Using the gts_isosurface_cartesian() function, it is possible to build a triangulated isosurface of a given user-defined function. As its name indicates this function assumes that the values of the user-defined function are defined for points located on a regular cartesian grid described by the GtsCartesianGrid parameter. The triangles describing the isosurface are computed for each pair of successive planes z and z+dz in a pipelined manner. Consequently only two planes need to be stored in memory at any time. This allows to construct isosurfaces for datasets too large to fit in main memory.
A regular cartesian grid is defined by the number of points in each direction, the spatial increment in each direction and the coordinates of the first point.
A GtsIsoSlice is an opaque data structure containing the coordinates of the points located on the isosurface for a given slice of the user-defined function.
void (*GtsIsoCartesianFunc) (gdouble **a,
GtsCartesianGrid g,
guint i,
gpointer data);
This user-defined function is passed to the gts_isosurface_cartesian()
function. Given a particular GtsCartesianGridg it must fill the array a
with the values of the function for the plane z=g.z (or for the corresponding
index i). This function is always called in order by gts_isosurface_cartesian(), i.e. i varies from 0 to g.nz - 1 with an increment of one (and similarly g.z is incremented every time by g.dz).
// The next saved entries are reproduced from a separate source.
PR #1128, opened 2026-08-20
fix(mint): return stored signatures on idempotent POST /mint retry

### LINKED ISSUE #257: Mint should reissue tokens for a failed `POST /mint` request.
Mint should remember which outputs where signed for which invoice and in case a wallet asks repeats the requests with the same outputs, should simply reissue the tokens. That way, we can avoid scary scenarios where the connection drops during the `/mint` process. Related to: https://github.com/cashubtc/cashu-ts/issues/78

Hardeezah:
When a wallet retries `POST /mint` with the same outputs after a connection drop, the mint now returns the previously stored signatures instead of raising `OutputsAlreadySignedError`. This prevents token loss when the connection is lost during the minting process.

- Add `get_blind_signatures_mint_id()` and `get_blinded_Bs_mint_id()` to `crud.py`
- Add idempotency block in `ledger.mint()` that checks quote state first
- Verify `B_` values match (not just output count) to prevent mismatched returns
- Update `test_mint_internal` to expect success on retry
- Add tests for idempotent retry and different-output rejection

Closes #257

### DIFF
--- a/cashu/mint/crud.py
+++ b/cashu/mint/crud.py
@@ -402,6 +402,41 @@ class LedgerCrudSqlite(LedgerCrud):
         )
         return [BlindedSignature.from_row(r) for r in rows] if rows else []  # type: ignore
 
+    async def get_blind_signatures_mint_id(
+        self,
+        *,
+        db: Database,
+        mint_id: str,
+        conn: Optional[Connection] = None,
+    ) -> List[BlindedSignature]:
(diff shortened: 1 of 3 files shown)


Hardeezah:
Hi @a1denvalu3, could you review this?

ye0man:
@Hardeezah please rebase :)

Adds to surface new faces defining the isosurface f(x,y,z) = iso. By
convention, the normals to the surface are pointing toward the positive
values of f(x,y,z) - iso.
The user function f is called successively for each value of the z
coordinate defined by g. It must fill the corresponding (x,y) plane with
the values of the function for which the isosurface is to be computed.
Adds to surface new faces defining the isosurface f(x,y,z) =
iso. By convention, the normals to the surface are pointing toward
the positive values of f(x,y,z) - iso.
The user function f is called successively for each value of the z
coordinate defined by g. It must fill the corresponding (x,y)
plane with the values of the function for which the isosurface is
to be computed.
Adds to surface new faces defining the isosurface f(x,y,z) =
iso. By convention, the normals to the surface are pointing toward
the positive values of f(x,y,z) - iso. To ensure a closed object,
a boundary of G_MINDOUBLE is added around the domain
The user function f is called successively for each value of the z
coordinate defined by g. It must fill the corresponding (x,y)
plane with the values of the function for which the isosurface is
to be computed.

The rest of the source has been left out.